Mobile html touch events and htmltouch events
Mobile devices such as smartphones and tablets usually have capacitive touch-sensitivescreen to capture the interaction between users' fingers. With the development of mobile networks, it can support more and more complex applications. web developers need a way to handle these events. For example, almost all fast-paced games require a player to press multiple buttons at a time, which means multi-touch in the case of a touch screen.
Apple introduced the touch event API in iOS 2.0. Android is catching up with this fact standard and narrowing the gap. A recent W3C Working Group is working together to develop this touch event specification.
In this article, we will thoroughly study the touch event APIs provided by iOS and Android devices, explore which types of applications can be built, and provide some best practices, some useful technologies that make the development of touch-enabled applications easier are also discussed.
Touch event
Three basic touch events listed in the specification that are widely implemented across mobile devices:
1. touchstart: Place your finger on a DOM element.
2. touchmove: drag a DOM element with your finger.
3. touchend: removes the finger from a DOM element.
Each touch event contains three touch lists:
1. touches: a list of all the fingers currently on the screen.
2. targetTouches: A list of fingers located on the current DOM element.
3. changedTouches: A list of fingers involved in the current event.
For example, in a touchend event, the finger is removed.
These lists consist of objects that contain Touch Information:
1. identifier: a numerical value that uniquely identifies the current finger in a touch session.
2. target: DOM element, which is the target of an action.
3. Customer/page/screen coordinates: position where an action occurs on the screen.
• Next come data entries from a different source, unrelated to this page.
PR #1439, opened 2020-10-16
Speedup ESLint and Prettier

ehmicky:
This speeds up and simplifies ESLint and Prettier by using `.gitignore` (which skips more files) instead of `.prettierignore` and `.eslintignore`.

### DIFF
--- a/.eslintignore
+++ b/.eslintignore
@@ -1,3 +1,0 @@
-node_modules
-site-cra
-site/dist
--- a/.prettierignore
+++ b/.prettierignore
@@ -1,1 +1,0 @@
-site/dist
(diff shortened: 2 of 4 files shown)


.eslintignore
```diff
@@ -1,3 +0,0 @@
-node_modules
-site-cra
-site/dist
```
ehmicky, line 3: Those are all inside `.gitignore`.

.prettierignore
```diff
@@ -1 +0,0 @@
-site/dist
```
ehmicky, line 1: This is inside `.gitignore`.

erezrokah (approved):
🎉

4. radius coordinates and rotationAngle: draw an elliptical shape that is about the shape of your fingers.
Touch-able applications
Touchstart, touchmove, and touchend events provide a rich set of functions to support almost any type of touch-based interaction-including common multi-touch gestures, for example, pinch and zoom, rotation wait. The following code allows you to drag a DOM element around with a single-finger touch: copy the code
Var obj = document. getelementbyidx_x_x_x_x_x ('id ');
Obj. addEventListener ('touchmove ', function (event)
{// If there is only one finger in the position of this element
If (event.tar getTouches. length = 1)
{
Var touch = event.tar getTouches [0];
// Place the element in the position of the finger
Obj. style. left = touch. pageX + 'px ';
Obj. style. top = touch. pageY + 'px ';
}
}, False );
The following is an example. This example shows all the contacts on the screen. It is used to feel the responsiveness of the device.
// Set the canvas and use the ctx variable to expose the context copy code
Canvas. addEventListener ('touchmove ',
Function (event ){
For (var I = 0; I <event. touches. length; I ++ ){
Var touch = event. touches;
Ctx. beginPath ();
Ctx. arc (touch. pageX, touch. pageY, 20, 0, 2 * Math. PI, true );
Ctx. fill ();
Ctx. stroke ();
}
}, False );
Demo
There are many interesting multi-touch demos everywhere, such as this canvas-based painting demonstration by Paul Irish and others.
Browser Ninja, a technical demonstration, is a Fruit Ninja clone that uses CSS 3 conversion, transition, and canvas.
Best practices
Disable Scaling
The default multi-touch setting is not particularly useful, because your slide and gesture are often associated with browser behavior, such as scrolling and scaling.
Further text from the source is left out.